----- DATA FOR REVIEW
PR #2960, opened 2025-12-16
Refactor layer initialization to use PEFT config directly

BenjaminBossan:
## Description

There is a lot of code duplication in the way that adapter layers are initialized. This means that if, say, a new LoRA config argument is added, we need updates in the following places:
----------
» PROBLEM TO SOLVE: Every entry needs to be copied exactly as it was written.

» ANSWER TO THIS PROBLEM:
PR #2960, opened 2025-12-16
Refactor layer initialization to use PEFT config directly

BenjaminBossan:
## Description

There is a lot of code duplication in the way that adapter layers are initialized. This means that if, say, a new LoRA config argument is added, we need updates in the following places:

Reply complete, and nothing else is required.